> [DIRECTIONS FOR THIS TASK]:
When the word "JsonResult" shows up in a line of the data below, copy that whole line.

[RECORDS SHOWN — start]

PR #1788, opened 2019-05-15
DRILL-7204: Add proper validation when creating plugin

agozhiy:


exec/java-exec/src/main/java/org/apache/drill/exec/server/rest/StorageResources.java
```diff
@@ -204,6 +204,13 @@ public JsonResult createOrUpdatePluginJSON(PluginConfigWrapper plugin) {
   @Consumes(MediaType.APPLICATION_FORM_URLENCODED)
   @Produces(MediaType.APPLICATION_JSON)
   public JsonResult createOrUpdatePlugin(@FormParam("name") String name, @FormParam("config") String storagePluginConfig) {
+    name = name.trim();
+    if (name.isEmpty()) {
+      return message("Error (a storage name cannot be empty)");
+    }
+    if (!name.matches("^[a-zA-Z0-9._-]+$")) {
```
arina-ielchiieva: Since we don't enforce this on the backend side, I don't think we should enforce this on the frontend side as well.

[RECORDS SHOWN — finish]

> [ANSWER FOR THE TASK]:
@@ -204,6 +204,13 @@ public JsonResult createOrUpdatePluginJSON(PluginConfigWrapper plugin) {
   public JsonResult createOrUpdatePlugin(@FormParam("name") String name, @FormParam("config") String storagePluginConfig) {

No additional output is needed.